Hedonic and Multilateral Index Methods for Real Estate Price Statistics.
REPS: Hedonic and Multilateral Index Methods for Real Estate Price Statistics
REPS (Real Estate Price Statistics) is an R package for computing price indices using a variety of hedonic regression and multilateral methods. It provides a unified interface to calculate quality-adjusted price indices across time, supporting classical index formulas as well as advanced techniques tailored to property price analysis. While developed with real estate in mind, the package is applicable to any domain where reliable, quality-adjusted price comparisons over time are needed. REPS was developed by Statistics Netherlands (CBS) with funding from Eurostat, aligning with international guidelines for compiling residential property price indices.
Installation
You can install the development version of REPS from GitHub using devtools:
# install.packages("devtools") # if devtools is not installed
devtools::install_github("vivekag7/REPS")
Hedonic Price Index Methods
REPS offers a single entry pointcalculate_price_index()
to compute price indices using different methodologies. By changing the method
argument, you can generate indices with any of the supported approaches, all from the same dataset and function call. Supported index calculation methods include:
- Laspeyres – Base-period weighted hedonic double imputation index.
- Paasche – Current-period weighted hedonic double imputation index.
- Fisher – The geometric mean of Laspeyres and Paasche indices.
- Time Dummy – A single regression with time dummy variables (log-linear hedonic model).
- Rolling Time Dummy – A rolling window (chained) time-dummy hedonic index.
- Repricing – A quasi-repeat-sales method comparing observed vs. predicted price changes between consecutive periods.
- HMTS – Hedonic Multilateral Time Series re-estimation with Splicing. An advanced multilateral index method that leverages hedonic models across all period pairs and uses Kalman filtering to improve stability.
All methods are accessed via calculate_price_index()
with a consistent interface. The function returns either a single index or, for multiple methods, a list of results. A reference period can be specified to normalize index values (default sets the first period to 100).
Diagnostics and Visualization Tools
- Regression Diagnostics:
calculate_regression_diagnostics()
fits a separate log-linear model per period and checks normality, R², autocorrelation, and heteroscedasticity of residuals.plot_regression_diagnostics()
visualizes these over time in a 3×2 grid. - Index Visualization:
plot_price_index()
plots one or more index series as a time-series chart for comparison and exploration.
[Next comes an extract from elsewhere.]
PR #116, opened 2026-07-07
Fix: Fail closed on the no-ARN branch instead of a default aws_state

sdewhitt:
The HTTP validation backend handed the no-ARN branch a usable aws_lib:new() state. That state carries undefined credentials, and aws_lib's credential chain (ensure_credentials_valid/1 -> refresh_credentials/1) falls back to env/file/EC2 instance metadata if any ARN fetch were ever attempted under it -- which would let a customer request resolve an ARN under the broker's ambient, potentially over-privileged instance role (a confused-deputy breach). Today that path is never taken, but only by an invariant spread across request_references_arn/1 and build_client_ssl_opts/1 agreeing on the same ARN-key set; a future ARN-backed field or an unconditional resolve would silently route to IMDS.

Getting Started and Documentation
- Example Dataset:
data_constraxion
is included (7,800 × 6), simulating real estate transactions. Usedata("data_constraxion")
to load it. - Vignettes: Use
vignette("calculate_price_index", package="REPS")
andvignette("calculate_regression_diagnostics", package="REPS")
for step-by-step guides using the example dataset.
REPS provides a comprehensive and extensible framework to compute and evaluate real estate price indices. Its flexible architecture enables comparison across methods and statistical validation of underlying models, suitable for both official statistics and research applications.